So I give up me post in the Northwest and settled down in Winnipeg. Then the war came and I could see reasons all over the place for me joinin' up at once. First of all, though me country was America, me home was in Canada and I knew that nine-tenths of the Canucks would be friends of mine. Then secondly, wasn't I Irish, which meant gettin' into any scrap that was goin', so help me?
Well, the wife held me back at the start. She kept coaxin' me to bide a bit. She argued the States wasn't in trouble yet, so I listened with one ear, but with the other I was hearin' from all sides about the greatest free-for-all fight in the world's history, and I knew that me, Patrick M'Quire, had no business to be standin' by.
"Gas Masked," the men in the trenches throw hand grenades.
The wife wasn't well and she was always frettin' at the thought of me enlistin', so I told her I'd wait, but I warned her that it was entirely responsible she'd be if Germany tied the Allies in a show-down. I told her I was a sharpshooter with a record in the Northwest to be proud of. I asked her why she was keepin' me back. Sure, I demanded what business she had to be hamperin' the Allies' chances like that!

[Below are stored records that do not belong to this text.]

PR #251, opened 2026-06-18
fix(lang): def/declare forward-declaration promise semantics

nnunley:
## Summary

Aligns `(def x)` (no-init) and `declare` with Clojure's documented semantics: a no-init `def` interns the var but leaves its **root binding unaffected** — a forward declaration is an unbound *promise* that a later `(def x v)` fulfils, never a clobber.

Today let-go does `(def name nil)` for both the no-init `def` form and `declare`, which eagerly binds the root to `nil`. That:
- destroys an existing or later definition (a real clobber), and
- makes a declared var look *bound-to-nil*, which breaks the `defonce`-after-`declare` distinction (`defonce` gates on `bound?`).

Clojure reference: *"If init is not supplied, the root binding of the var is unaffected"*; `declare` *"defs the supplied var names with no bindings."*

## Changes

- **`pkg/compiler/compiler.go`** — 1-arg `(def x)` interns the var but no longer emits `OP_SET_VAR`; the root binding is left untouched. The var is still the expression result.
- **`pkg/rt/core/core.lg`** — `declare` emits `(def name)` instead of `(def name nil)`, so forward declarations create genuinely unbound vars.
- **`test/def_promise_test.lg`** — covers no-clobber, unbound-after-declare, and fulfilment.
- Regenerated `core_compiled.lgb` + `generated.sums`.

The VM already modeled unbound vars correctly (`NewVar` interns without a root; `IsBound()` tracks the root pointer) — only the compiler was prematurely fulfilling the promise.

Note: deref of an unbound var still returns `NIL` rather than throwing `Unbound` — a pre-existing, deliberate deviation (the deref hot path has no error channel); unchanged here.

## Verification

- `make check-generated` — bundle in lockstep; lowered tree compiles + dispatches under `-tags gogen_ir`.
- Full untagged `go test ./...` green, including the new `def_promise_test.lg`.


mparrett:
**Codex Findings (5.5-high)**

- [pkg/compiler/eval.go](/Users/matt/projects-new/3p/let-go/pkg/compiler/eval.go:92) still decodes missing bundle var references with `DefStub`, which installs a `nil` root. With this PR, `(def x)` now emits only `OP_LOAD_CONST` and returns before `OP_SET_VAR` at `pkg/compiler/compiler.go:1709`, so precompiled/LGB-loaded code can still make no-init defs and declares appear bound to `nil` before any bytecode runs. That preserves the bug for `core_compiled.lgb` and any LGB decode path using this resolver. I’d change the decode resolver to intern an unbound var, for example via `LookupOrAdd` or a new unbound stub helper, and add an LGB regression for `(def x) -> (bound? (var x)) == false`.

**Verification**

- Passed: `go test ./test -run 'TestRunner/def_promise_test.lg' -count=1`
- Failed focused temp check on PR: decoding a chunk with only a var constant through the runtime-style `DefStub` resolver produced a bound var before execution.

---

```
package bytecode_test

import (
	"bytes"
	"testing"

	"github.com/nooga/let-go/pkg/bytecode"
	"github.com/nooga/let-go/pkg/rt"
)

func TestNoInitDefLGBParityTemp(t *testing.T) {
	const nsName = "temp-no-init-lgb-decode-pr251"
	const varName = "x"

	consts := vm.NewConsts()
	chunk := vm.NewCodeChunk(consts)
	idx := consts.Intern(vm.NewVar(nil, nsName, varName))
	chunk.Append(vm.OP_LOAD_CONST)
	chunk.Append32(idx)
	chunk.Append(vm.OP_RETURN)

	var buf bytes.Buffer
	if err := bytecode.EncodeCompilation(&buf, consts, chunk); err != nil {
		t.Fatalf("encode failed: %v", err)
	}

	resolve := func(ns, name string) *vm.Var {
		n := rt.DefNSBare(ns)
		if v := n.LookupLocal(vm.Symbol(name)); v != nil {
			return v
		}
		return n.DefStub(name)
	}
	if _, err := bytecode.DecodeToExecUnit(&buf, resolve); err != nil {
		t.Fatalf("decode failed: %v", err)
	}

	resolved := rt.NS(nsName).LookupLocal(vm.Symbol(varName))
	if resolved.IsBound() {
		t.Fatalf("decoded var constant is bound before bytecode execution")
	}
}
```

nnunley:
Fixed in the latest push (this branch was force-updated).

Root cause was exactly as described: `Namespace.DefStub` — the stub the LGB decode resolver in `pkg/compiler/eval.go` interns for missing bundle var refs — force-set a NIL root, so `IsBound()` returned true. Since a no-init `(def x)` emits only `OP_LOAD_CONST`, that stub is the var that survives into the namespace, so bundle/LGB-loaded code saw `(bound? (var x))` as true while freshly-compiled code was unbound.

Changes:
- `pkg/vm/namespace.go`: `DefStub` now interns an **unbound** var (drops `SetRoot(NIL)`), matching `LookupOrAdd`. Its only callers are the two decode resolvers (`pkg/compiler/eval.go`, `pkg/rt/disasm.go`), so both paths are covered.
- `pkg/bytecode/lgb_noinit_def_test.go`: added your encode→decode parity test as a permanent regression (decoded var const must be unbound before execution). Red before the change, green after.

`go test ./pkg/vm ./pkg/bytecode ./pkg/compiler ./pkg/rt ./test` all pass and `make check-generated` is in lockstep.

On the deeper point raised in review — the permissive `set!` (root fallthrough instead of throwing when there's no thread-local binding) is a genuine Clojure deviation, but making it strict breaks core compilation itself: `defmethod` (`core.lg:2601`) uses root-level `set!` as the multimethod mutation primitive (e.g. `print-method`), and the whole `test.lg` harness `set!`s at root too. It needs `defmethod`→`addMethod` and the harness moved onto `binding`/refs first, so I've split it out as #256 rather than expand this PR.

nooga (approved):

Well, me humor fell on deaf ears and I stayed until me own country, the United States of America, declared war, and that same afternoon, by the grace of God, I walked meself up, bought tickets for the States, packed me family aboard and two days later joined the navy.
It's compromisin' I was when I joined. I told the wife that the fear of trenches or gas attacks need never enter her heart, but I knew as well as me own name the danger on the seas of Fritz gettin' playful and stickin' a torpedo in your ribs—but why worry her?
Better than me prayers I knew firearms. I could take a rifle apart and put it together again with me eyes closed. I had had as many machine guns jam on me as the next fellow. I was entirely qualified to be a gunner's mate, which, I assure you, I wasted no time becomin'.
They shipped me over on a British auxiliary—a cargo ship. For the two months they held me at the trainin' station. The wife had been knittin' and knittin'! If I'd been bound straight for the North Pole I couldn't be after havin' more helmets or sweaters or socks or wristlets than she sent me. Whist! how these women do slave for us. It was askin' her not to, that I did at first, until I saw it was givin' her the only mite of pleasure she could squeeze out of me goin' away. Women is like that. They wants to be babyin' their men folks until the end of the story.